Performance Characterization of Industrial Burners and Furnaces

Abstract

Characterization of the performance and pollutant emissions of industrial burners and furnaces is of key importance in combustion systems. This topic is significant for both existing combustion systems and new ones. These goals include research and development of technology, providing solutions for industrial performance issues, and verifying the correct operation of combustion systems, as well as improving performance indicators such as fuel consumption, pollutants, capacity, and production quality. This lecture will focus on methods for characterizing and evaluating combustion systems on a laboratory scale. In this regard, scaling methods and their associated challenges will be presented.

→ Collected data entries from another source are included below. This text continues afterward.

Issue #201, opened 2023-05-31
Investigate CPU throttling effects


camillobruni:
We should measure the impact on various runner configurations on the final score on various platforms:

- Android (low-end and high-end devices)
- macOS (Apple Silicon and intel)
- linux (probably mostly intel desktop)
- windows (intel)

These are the axis we want to test:
- measurementMode: rAF vs. timer
- warmup Time:  0ms and 50ms
- step delay: 0ms, 50ms, 200ms

TODO:
- [x] Add params for step delay
- [x] Compile complete list of platforms we want to test
- [x] Compile list of test urls with parameters want to check

camillobruni:
Once #202 lands we can use it directly until, I've hosted my branch:

Delayed steps without warmup, `delay in [0, 25, 50, 100, 200]`
- [default](https://2023-05-31-delay-params--charming-squirrel-41ddae.netlify.app/?startAutomatically)
- [25ms](https://2023-05-31-delay-params--charming-squirrel-41ddae.netlify.app/?waitBeforeSync=25&startAutomatically)
- [50ms](https://2023-05-31-delay-params--charming-squirrel-41ddae.netlify.app/?waitBeforeSync=50&startAutomatically)
- [100ms](https://2023-05-31-delay-params--charming-squirrel-41ddae.netlify.app/?waitBeforeSync=100&startAutomatically)
- [200ms](https://2023-05-31-delay-params--charming-squirrel-41ddae.netlify.app/?waitBeforeSync=200&startAutomatically)

Delayed steps with `warmup = 50ms` and `delay in [0, 25, 50, 100, 200]`

- [default + 50ms warmup](https://2023-05-31-delay-params--charming-squirrel-41ddae.netlify.app/?warmupBeforeSync=50&startAutomatically)
- [25ms + 50ms warmup](https://2023-05-31-delay-params--charming-squirrel-41ddae.netlify.app/?waitBeforeSync=25&warmupBeforeSync=50&startAutomatically)
- [50ms + 50ms warmup](https://2023-05-31-delay-params--charming-squirrel-41ddae.netlify.app/?waitBeforeSync=50&warmupBeforeSync=50&startAutomatically)
- [100ms + 50ms warmup](https://2023-05-31-delay-params--charming-squirrel-41ddae.netlify.app/?waitBeforeSync=100&warmupBeforeSync=50&startAutomatically)
[...]

PR #206, opened 2023-06-01
News site next updates

flashdesignory:
* Addressed a11y related issues I found
* Used css modules, pulling from https://www.npmjs.com/package/news-site-css?activeTab=versions
* Added raf mock from Julien

The change to use css modules resulted in a lot of changed files, but changes are similar in most of them.

standalone preview:
https://flashdesignory.github.io/news-site-next-static/

@kara


resources/tentative/newssite/news-next/package.json
```diff
@@ -10,9 +10,11 @@
     "serve": "http-server ./dist -p 7002 -c-1 --cors"
   },
   "dependencies": {
+    "classnames": "^2.3.2",
     "eslint": "8.39.0",
     "eslint-config-next": "13.3.4",
     "http-server": "^14.1.1",
+    "news-site-css": "^1.6.5",
```
bgrins, line 17: I wonder if this should be a `file:` reference to a local directory in Speedometer as opposed to distributing through npm? I guess we do this already with todo CSS but I think it could be easier to audit and update styles over time if they live in this project. What do you think?

flashdesignory: I tinkered with that idea and it's an option.

Would the same approach be desirable, if we introduce global css changes to the todomvc apps? 
I'd like to find a consistent approach moving forward for other workloads as well. This seems like a step before moving towards something like a real monorepo, where we'd have better ways of managing dependencies and sharing packages.

The only downside (or change) in process I see with using locally linked packages, is that changes to these than would run through the same approval process as everything else in this repo... but maybe that's a good thing.

flashdesignory: > (i.e. if you intend to use this template as a tool for other projects, more like TodoMVC).

That was my initial thought, but I also don't want to hold up this pr. 
Before I make the change to a local package, @rniwa - do you have any preference?
Long term goal we could also discuss in an issue, where it might be more fitting.

camillobruni:
Mostly for documentation: with this update we  have the timer vs rAF difference in Chrome.

With timers some microtasks are not measured
Screenshot 2023-06-06 at 01 03 38

With rAF we're good:
Screenshot 2023-06-06 at 01 03 51

resources/tentative/newssite/news-next/package.json
julienw: If we do intend to keep it as a npm package, it would be good to use a scoped package @speedometer.

julienw:
> Mostly for documentation: with this update we have the timer vs rAF difference in Chrome.
> 
> With timers some microtasks are not measured

I definitely see this in Firefox too.

resources/tentative/newssite/news-next/package.json
flashdesignory: I like that idea, in that case if it's "official" who should be the owner? Is there a webkit npm account? 
@rniwa  - in general how would you like to manage css packages?

rniwa: Per today's discussion, we prefer having a local package.

camillobruni:
Should we wait until we have the intel investigation on [issue #201](https://github.com/WebKit/Speedometer/issues/201) and switch over to rAF measurements by default?

camillobruni (approved):

bgrins (approved):

resources/tentative/newssite/news-next/package.json
flashdesignory: @rniwa - last push did just that. 
Please let me know if there's anything else to adjust or if we're good to merge 😄

flashdesignory:
> Should we wait until we have the intel investigation on [issue #201](https://github.com/WebKit/Speedometer/issues/201) and switch over to rAF measurements by default?

I'd love to get these changes merged and rather do a follow up pr for this if needed.

rniwa:
Do we have before/after numbers for this change?

flashdesignory:
snapshots:
chrome before:
chrome_before

chrome after:
chrome_after

safari before:
safari_before

safari after:
safari_after

firefox before:
firefox_before

firefox after:
firefox_after

edge before:
edge_before

edge after:
edge_after

rniwa (approved):

PR #208, opened 2023-06-02
Reduce the size of the long text loaded in TipTap to reduce its runni…

julienw:
…ng time

At a first glance this doesn't seem to change the performance characteristics, but feel free to double-check on your respective engines.
The test is now approximately half as long as before, and the variance still look acceptable to me (less than 10%).

[current version](https://speedometer-preview.netlify.app/?suite=Editor-Tiptap)
[this patch](https://reduce-tiptap-long-text--speedometer-preview.netlify.app/?suite=Editor-Tiptap)

Tell me what you think!


resources/tentative/editors/assets/longtext.html
```diff
@@ -1,200 +1,3 @@
-<!DOCTYPE html>
-<html lang="fr">
-    <head>
-        <meta charset="utf-8" />
```
rniwa, line 4: Why are we removing these HTML / CSS?

julienw: This was a comment from @bgrins in the patch that added this workload: these are not displayed at all so it's not useful to add them. But feel free to disagree!

julienw: See https://github.com/WebKit/Speedometer/pull/186#discussion_r1204671489

But the PR was merged before I could fix it.

rniwa (approved):

resources/tentative/editors/assets/longtext.html
rniwa: Ok, thanks for the explanation.

flashdesignory (approved):
LGTM - didn't translate the text and have no idea what it says 🤣 
J'ai appris le français au lycée mais je ne me souviens de rien !

julienw:
> LGTM - didn't translate the text and have no idea what it says rofl J'ai appris le français au lycée mais je ne me souviens de rien !

hehe :) This is the beginning of https://en.wikipedia.org/wiki/In_Search_of_Lost_Time

PR #3, opened 2020-09-08
Add Pre-Commit hook and .gitignore for idea files

holtzmak:


MummenRider (approved):
Pre-commit hook and .gitignore looks good!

The scope and accuracy of these methods will then be discussed by presenting the results of combustion simulations. In the second part of the presentation, characteristic parameters for evaluating the performance of furnaces and burners will be introduced, and a method for integrating these parameters into performance maps for burners and furnaces will be explained. The final section of the presentation will cover examples of research conducted on evaluating the performance of combustion systems in MILD combustion furnaces, thermal burners, and industrial combustion units. It seems that developing methods for characterizing combustion systems can lead to providing practical solutions for improving the performance of industrial units related to combustion. Therefore, focusing on technical knowledge and implementation on a laboratory scale and then on an industrial scale can be considered a key priority for the country's scientific and industrial center.

Biography:
Mohammad Zobatian received his Ph.D. in Mechanical Engineering from Sharif University of Technology and is currently an Associate Professor at the School of Mechanical Engineering, Tarbiat Modares University. He is the head of the National Combustion Laboratory and serves as the Vice-President of the Iranian Combustion Society. His research focuses on industrial combustion, particularly thermal burners for water heating and cooking applications, as well as industrial furnaces for steel heating. These efforts have led to the publication of high-quality journal articles and the execution of several research projects in collaboration with industry. He has been actively involved in organizing meetings of the Iranian Combustion Society and has continuously contributed to the society’s outreach and promotional activities.